======== Input data ========
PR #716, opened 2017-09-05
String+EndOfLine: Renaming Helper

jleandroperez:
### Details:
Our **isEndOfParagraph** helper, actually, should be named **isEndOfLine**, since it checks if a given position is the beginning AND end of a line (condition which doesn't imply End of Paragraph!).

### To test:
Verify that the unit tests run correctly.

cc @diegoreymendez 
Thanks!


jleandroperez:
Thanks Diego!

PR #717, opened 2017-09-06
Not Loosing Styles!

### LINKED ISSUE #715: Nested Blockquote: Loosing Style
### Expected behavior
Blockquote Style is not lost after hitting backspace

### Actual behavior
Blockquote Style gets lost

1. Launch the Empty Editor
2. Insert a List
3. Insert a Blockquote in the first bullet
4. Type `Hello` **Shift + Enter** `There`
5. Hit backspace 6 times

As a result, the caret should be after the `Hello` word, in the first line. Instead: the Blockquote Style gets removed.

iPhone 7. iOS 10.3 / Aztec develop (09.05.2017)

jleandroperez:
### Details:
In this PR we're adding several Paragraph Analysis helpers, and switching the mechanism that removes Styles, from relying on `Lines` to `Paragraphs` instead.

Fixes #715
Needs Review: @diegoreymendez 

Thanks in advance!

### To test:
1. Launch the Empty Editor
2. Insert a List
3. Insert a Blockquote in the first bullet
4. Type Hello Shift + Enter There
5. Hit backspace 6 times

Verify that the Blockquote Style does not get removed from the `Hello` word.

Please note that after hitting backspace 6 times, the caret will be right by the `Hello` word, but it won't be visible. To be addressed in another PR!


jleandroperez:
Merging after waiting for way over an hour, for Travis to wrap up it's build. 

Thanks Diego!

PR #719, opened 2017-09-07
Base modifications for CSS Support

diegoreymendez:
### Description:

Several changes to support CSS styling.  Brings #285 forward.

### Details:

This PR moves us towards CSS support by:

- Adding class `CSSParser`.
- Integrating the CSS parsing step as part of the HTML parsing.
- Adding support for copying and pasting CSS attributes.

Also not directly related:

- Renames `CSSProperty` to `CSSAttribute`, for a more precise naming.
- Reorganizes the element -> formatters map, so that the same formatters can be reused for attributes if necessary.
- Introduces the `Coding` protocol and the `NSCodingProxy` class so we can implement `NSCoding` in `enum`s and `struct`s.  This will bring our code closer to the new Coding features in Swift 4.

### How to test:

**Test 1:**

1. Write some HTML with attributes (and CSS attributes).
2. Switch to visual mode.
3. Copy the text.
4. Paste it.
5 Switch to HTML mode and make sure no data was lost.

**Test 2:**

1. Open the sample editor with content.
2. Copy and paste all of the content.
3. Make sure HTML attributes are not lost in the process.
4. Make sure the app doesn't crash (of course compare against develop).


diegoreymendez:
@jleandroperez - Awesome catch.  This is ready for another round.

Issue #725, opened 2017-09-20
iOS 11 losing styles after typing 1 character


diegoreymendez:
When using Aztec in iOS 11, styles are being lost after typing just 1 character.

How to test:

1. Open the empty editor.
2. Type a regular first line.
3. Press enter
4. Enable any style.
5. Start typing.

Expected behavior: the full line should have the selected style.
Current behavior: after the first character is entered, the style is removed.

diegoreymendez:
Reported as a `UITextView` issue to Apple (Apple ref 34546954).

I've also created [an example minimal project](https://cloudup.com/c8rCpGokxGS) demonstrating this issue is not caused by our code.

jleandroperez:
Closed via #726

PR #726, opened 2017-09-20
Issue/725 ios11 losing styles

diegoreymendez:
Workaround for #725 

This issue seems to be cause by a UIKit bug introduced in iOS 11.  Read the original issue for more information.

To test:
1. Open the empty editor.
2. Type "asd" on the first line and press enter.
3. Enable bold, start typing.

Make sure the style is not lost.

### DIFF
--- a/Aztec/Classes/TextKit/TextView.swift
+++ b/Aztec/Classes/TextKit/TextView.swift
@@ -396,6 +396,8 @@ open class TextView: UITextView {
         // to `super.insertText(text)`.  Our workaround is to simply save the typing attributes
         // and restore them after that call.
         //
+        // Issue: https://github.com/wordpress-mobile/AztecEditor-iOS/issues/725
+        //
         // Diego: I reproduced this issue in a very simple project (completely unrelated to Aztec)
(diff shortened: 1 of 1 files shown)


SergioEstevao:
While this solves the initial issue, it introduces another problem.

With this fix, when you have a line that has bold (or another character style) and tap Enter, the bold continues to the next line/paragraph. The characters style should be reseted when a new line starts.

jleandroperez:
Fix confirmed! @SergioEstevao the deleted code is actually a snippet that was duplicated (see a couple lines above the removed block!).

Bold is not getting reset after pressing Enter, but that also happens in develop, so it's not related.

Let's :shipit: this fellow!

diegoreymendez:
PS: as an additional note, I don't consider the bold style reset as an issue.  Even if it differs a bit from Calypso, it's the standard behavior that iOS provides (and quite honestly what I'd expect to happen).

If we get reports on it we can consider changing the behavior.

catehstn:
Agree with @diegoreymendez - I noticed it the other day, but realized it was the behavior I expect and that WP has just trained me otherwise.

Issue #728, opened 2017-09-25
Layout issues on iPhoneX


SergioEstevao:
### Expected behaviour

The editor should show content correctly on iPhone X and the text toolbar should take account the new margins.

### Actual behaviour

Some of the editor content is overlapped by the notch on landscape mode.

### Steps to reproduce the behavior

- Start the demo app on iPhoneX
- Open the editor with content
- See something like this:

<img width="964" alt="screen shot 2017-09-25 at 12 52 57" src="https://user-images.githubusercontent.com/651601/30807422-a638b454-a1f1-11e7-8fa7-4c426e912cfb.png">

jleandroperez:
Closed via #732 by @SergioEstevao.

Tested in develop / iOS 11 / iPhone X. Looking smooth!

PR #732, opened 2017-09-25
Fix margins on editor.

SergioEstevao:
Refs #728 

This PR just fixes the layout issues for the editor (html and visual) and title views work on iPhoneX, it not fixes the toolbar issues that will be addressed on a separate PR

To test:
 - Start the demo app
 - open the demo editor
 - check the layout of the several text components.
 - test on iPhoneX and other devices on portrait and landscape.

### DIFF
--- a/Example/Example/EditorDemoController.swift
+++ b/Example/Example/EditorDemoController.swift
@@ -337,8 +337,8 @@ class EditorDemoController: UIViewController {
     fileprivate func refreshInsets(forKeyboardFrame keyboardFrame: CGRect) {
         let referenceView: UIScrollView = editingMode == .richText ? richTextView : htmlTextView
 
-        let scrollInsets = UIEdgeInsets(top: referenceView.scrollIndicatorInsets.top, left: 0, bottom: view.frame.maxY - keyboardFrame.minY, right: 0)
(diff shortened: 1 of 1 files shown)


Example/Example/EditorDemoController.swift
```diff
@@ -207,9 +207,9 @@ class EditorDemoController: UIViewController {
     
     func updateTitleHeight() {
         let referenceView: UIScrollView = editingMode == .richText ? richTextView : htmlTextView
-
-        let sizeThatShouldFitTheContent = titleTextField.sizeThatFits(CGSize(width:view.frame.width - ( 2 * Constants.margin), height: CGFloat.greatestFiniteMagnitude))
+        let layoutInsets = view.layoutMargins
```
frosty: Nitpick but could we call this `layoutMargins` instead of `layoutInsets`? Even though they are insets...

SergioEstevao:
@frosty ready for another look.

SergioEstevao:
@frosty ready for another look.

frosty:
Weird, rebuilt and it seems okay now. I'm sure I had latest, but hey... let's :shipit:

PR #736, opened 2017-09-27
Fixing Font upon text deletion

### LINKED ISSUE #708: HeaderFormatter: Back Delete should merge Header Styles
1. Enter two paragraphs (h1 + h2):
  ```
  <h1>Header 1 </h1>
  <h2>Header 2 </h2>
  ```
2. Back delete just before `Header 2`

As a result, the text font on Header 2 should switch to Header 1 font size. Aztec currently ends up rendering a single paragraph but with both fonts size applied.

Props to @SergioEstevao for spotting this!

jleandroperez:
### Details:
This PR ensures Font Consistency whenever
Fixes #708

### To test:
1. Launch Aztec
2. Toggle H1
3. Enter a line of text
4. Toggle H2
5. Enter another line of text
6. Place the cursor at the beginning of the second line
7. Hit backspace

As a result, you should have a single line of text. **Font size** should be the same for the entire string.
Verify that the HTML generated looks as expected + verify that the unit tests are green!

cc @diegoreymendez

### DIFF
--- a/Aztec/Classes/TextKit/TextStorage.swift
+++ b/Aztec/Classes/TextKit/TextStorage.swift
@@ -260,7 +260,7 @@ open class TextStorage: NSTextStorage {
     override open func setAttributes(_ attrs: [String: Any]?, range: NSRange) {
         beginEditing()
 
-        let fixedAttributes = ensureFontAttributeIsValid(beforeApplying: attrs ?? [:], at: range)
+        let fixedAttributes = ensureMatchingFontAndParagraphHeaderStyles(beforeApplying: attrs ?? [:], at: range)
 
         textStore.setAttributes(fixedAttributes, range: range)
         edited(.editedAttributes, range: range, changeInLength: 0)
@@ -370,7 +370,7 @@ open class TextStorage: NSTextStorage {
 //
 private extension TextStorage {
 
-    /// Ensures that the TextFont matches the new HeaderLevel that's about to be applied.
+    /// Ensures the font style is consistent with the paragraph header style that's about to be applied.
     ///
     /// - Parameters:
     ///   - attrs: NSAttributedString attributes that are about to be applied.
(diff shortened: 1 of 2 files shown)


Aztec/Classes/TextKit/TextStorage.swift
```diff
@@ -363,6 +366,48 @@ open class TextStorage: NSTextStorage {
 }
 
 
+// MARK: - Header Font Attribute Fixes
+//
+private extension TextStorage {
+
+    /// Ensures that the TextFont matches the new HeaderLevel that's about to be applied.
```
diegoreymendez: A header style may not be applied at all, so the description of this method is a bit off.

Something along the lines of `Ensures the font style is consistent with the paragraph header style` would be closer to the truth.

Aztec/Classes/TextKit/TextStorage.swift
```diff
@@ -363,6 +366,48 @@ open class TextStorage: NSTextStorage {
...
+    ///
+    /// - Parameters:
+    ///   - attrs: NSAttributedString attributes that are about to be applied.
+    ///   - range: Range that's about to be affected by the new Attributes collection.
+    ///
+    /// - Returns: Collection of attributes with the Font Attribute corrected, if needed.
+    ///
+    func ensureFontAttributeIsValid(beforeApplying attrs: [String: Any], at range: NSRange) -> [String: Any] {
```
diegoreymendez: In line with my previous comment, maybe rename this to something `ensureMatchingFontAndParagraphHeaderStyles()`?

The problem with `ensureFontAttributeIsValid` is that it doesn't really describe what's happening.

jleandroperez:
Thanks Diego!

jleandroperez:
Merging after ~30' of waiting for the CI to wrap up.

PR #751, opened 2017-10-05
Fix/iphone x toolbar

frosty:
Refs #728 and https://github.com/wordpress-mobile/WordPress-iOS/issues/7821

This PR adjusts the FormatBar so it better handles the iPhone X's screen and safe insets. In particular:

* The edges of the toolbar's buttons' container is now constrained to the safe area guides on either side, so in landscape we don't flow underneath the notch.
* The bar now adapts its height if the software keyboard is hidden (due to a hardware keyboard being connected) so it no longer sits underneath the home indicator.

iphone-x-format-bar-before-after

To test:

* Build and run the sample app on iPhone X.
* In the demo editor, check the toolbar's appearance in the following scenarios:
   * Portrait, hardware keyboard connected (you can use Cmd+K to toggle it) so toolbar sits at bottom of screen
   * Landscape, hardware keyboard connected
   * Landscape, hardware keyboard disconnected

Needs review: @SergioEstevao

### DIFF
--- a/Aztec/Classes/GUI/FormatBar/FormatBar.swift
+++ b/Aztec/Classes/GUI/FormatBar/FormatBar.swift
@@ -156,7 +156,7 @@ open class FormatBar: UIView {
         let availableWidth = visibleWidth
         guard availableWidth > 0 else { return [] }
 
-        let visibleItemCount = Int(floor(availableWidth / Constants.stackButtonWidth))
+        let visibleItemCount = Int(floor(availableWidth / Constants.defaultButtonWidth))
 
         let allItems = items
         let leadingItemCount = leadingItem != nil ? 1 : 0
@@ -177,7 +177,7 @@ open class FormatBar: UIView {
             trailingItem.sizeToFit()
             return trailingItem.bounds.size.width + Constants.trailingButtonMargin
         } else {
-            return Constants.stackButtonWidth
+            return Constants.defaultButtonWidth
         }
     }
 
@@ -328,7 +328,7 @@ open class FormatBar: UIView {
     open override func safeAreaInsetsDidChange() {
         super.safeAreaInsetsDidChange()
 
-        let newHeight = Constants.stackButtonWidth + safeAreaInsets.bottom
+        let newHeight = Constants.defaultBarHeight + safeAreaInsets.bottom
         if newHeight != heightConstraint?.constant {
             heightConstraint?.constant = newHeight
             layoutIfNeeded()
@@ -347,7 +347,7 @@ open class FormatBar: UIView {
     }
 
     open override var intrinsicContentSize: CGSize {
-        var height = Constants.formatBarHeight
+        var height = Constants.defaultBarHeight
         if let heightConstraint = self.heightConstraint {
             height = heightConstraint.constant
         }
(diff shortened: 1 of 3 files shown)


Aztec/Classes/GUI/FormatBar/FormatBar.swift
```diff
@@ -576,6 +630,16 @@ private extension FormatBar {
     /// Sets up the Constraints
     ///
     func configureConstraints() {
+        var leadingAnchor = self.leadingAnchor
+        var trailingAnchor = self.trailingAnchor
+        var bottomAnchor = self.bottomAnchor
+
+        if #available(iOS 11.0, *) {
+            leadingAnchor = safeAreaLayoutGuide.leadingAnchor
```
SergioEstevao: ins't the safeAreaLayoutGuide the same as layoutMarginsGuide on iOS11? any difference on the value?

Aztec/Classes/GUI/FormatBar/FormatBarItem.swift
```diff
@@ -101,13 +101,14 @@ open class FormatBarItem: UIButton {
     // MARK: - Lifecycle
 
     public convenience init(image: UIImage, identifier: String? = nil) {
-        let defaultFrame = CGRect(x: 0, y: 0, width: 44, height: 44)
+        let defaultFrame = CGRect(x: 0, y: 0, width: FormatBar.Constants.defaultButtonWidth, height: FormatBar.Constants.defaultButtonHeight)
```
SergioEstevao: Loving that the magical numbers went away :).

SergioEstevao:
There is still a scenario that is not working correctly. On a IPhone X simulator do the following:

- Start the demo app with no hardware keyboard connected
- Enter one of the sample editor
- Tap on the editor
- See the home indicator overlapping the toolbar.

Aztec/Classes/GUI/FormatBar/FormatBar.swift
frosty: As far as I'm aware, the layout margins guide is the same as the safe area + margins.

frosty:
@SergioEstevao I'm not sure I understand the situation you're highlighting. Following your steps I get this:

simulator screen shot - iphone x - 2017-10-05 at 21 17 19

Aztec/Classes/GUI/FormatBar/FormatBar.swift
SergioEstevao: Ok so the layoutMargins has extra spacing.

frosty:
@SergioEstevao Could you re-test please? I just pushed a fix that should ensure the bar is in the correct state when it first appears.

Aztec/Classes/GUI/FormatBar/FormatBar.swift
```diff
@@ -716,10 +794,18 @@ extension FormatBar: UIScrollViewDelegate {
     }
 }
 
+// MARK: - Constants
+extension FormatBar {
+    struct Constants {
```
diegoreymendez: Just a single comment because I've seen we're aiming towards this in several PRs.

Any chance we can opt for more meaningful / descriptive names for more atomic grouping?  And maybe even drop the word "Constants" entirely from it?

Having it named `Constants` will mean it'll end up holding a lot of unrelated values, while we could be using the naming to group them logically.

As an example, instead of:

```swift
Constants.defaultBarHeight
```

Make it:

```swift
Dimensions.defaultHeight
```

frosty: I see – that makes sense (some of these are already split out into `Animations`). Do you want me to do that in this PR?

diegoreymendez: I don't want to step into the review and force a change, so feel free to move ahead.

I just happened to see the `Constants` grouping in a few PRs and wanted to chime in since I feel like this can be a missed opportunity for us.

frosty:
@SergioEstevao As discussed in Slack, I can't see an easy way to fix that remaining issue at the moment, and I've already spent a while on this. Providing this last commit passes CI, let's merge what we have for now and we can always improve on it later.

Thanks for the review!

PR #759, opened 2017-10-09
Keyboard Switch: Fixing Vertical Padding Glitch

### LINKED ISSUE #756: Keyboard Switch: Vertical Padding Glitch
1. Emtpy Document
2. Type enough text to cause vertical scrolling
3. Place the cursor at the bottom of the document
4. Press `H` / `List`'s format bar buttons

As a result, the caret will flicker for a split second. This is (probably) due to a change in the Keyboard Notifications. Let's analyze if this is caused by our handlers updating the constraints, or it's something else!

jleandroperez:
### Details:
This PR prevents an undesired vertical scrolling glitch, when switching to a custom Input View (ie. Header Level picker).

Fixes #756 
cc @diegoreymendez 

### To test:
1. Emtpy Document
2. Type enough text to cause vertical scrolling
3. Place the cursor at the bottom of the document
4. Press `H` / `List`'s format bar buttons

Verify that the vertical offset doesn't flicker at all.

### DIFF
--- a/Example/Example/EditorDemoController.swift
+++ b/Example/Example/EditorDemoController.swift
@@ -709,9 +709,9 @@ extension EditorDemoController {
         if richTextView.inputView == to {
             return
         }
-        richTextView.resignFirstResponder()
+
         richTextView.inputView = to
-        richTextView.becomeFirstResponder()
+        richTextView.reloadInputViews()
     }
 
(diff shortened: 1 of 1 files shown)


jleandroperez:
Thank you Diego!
========
Task prompt: Out of the preceding entries, pull every line containing the string "FormatBarItem".

Result:
Aztec/Classes/GUI/FormatBar/FormatBarItem.swift
@@ -101,13 +101,14 @@ open class FormatBarItem: UIButton {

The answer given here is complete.